You know your options are 1. drop out 2. suck it up or find an alternative on your own 3. bring it up with the organiser of the thing 4. bring it up with your disability liaison (who is only becoming more and more rude to you)—and 2, 3, and 4 require energy that is so hopelessly drained by now.
You’re not able to focus on the thing you’re supposed to be doing because every separate activity has new forms to fill out and get approved, which requires time, energy, the eloquence to make your case, and for other people to afford you grace—by the way I hope you’ve maintained optimism, a sunny disposition, and endless patience and kindness through all of this, especially if, god help you, you’re a woman and/or of colour! Or else they’re not going to do that.
Throughout this time accommodations have been withheld as a cost-saving measure or to try to push the most disabled out of the program or else in order to punish you for being difficult, and you’re never sure which one. Your liaison and supervisors have told people about your disability who had no reason to have to know without your approval, which is illegal, but you can’t raise a fuss without risking more retaliation.
Intermittently the elevator in your building has been going out and you don’t know beforehand why it's out or how long it will be out for. You’re not informed about scheduled maintenance. So over the course of months you’ve been effectively trapped in places for hours.
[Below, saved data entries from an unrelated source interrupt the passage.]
PR #58, opened 2020-04-17
Add Response::error_for_status method to simplify checking responses

### LINKED ISSUE #56: Add helper for converting Response into Result based on StatusCode
When `Response` is received it can be checked for success using `is_success()` method in order to decide on further processing. It may be very helpful to provide a method that will convert `Response` into `Result<Response>` based on the the `StatusCode`.

Other HTTP client libraries provide similar facilities and they are very handy.
For example Python `requests` has [`raise_for_status`](https://requests.readthedocs.io/en/master/api/#requests.Response.raise_for_status) and `reqwest` has [`error_for_status`](https://docs.rs/reqwest/0.10.4/reqwest/struct.Response.html#method.error_for_status).

What do you think?

adamreichold:
Closes #56

### DIFF
--- a/src/error.rs
+++ b/src/error.rs
@@ -61,6 +61,8 @@ pub enum ErrorKind {
     InvalidResponse(InvalidResponseKind),
     /// Too many redirections
     TooManyRedirections,
+    /// Status code indicates failure
+    StatusCode(http::StatusCode),
     /// JSON decoding/encoding error.
     #[cfg(feature = "json")]
     Json(serde_json::Error),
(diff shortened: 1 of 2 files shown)


sbstp:
Is it worth also adding the `ref` variant? https://docs.rs/reqwest/0.10.4/reqwest/struct.Response.html#method.error_for_status_ref

adamreichold:
> Is it worth also adding the ref variant?

I did wonder about that but came to the conclusion that the by-value version provides more safety as one cannot access a failed response after turning it into a `Result`. Since the by-ref variant could just as well be open coded, I preferred to keep it safe and simple.

That said, I have to real problem with adding that if you would like to have it.

sbstp:
Fine like this. If someone wants the feature we can iterate later.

You haven't been able to pursue treatment for your actual health condition (which is a whole different byzantine nightmare) because the process of getting accommodations is so arduous.
You’re exhausted, you’re feeling angry, bitter, hopeless, abandoned, you’re experiencing the worst health of your life, physically and/or mentally. You’re not sure how much longer you can keep doing this.
So you’re struggling to figure out what to do and you try to vent to one of your peers. You’re not going to be able to do x! You’re disabled!
Oh! your peer says, politely surprised. But don’t they have accommodations for that?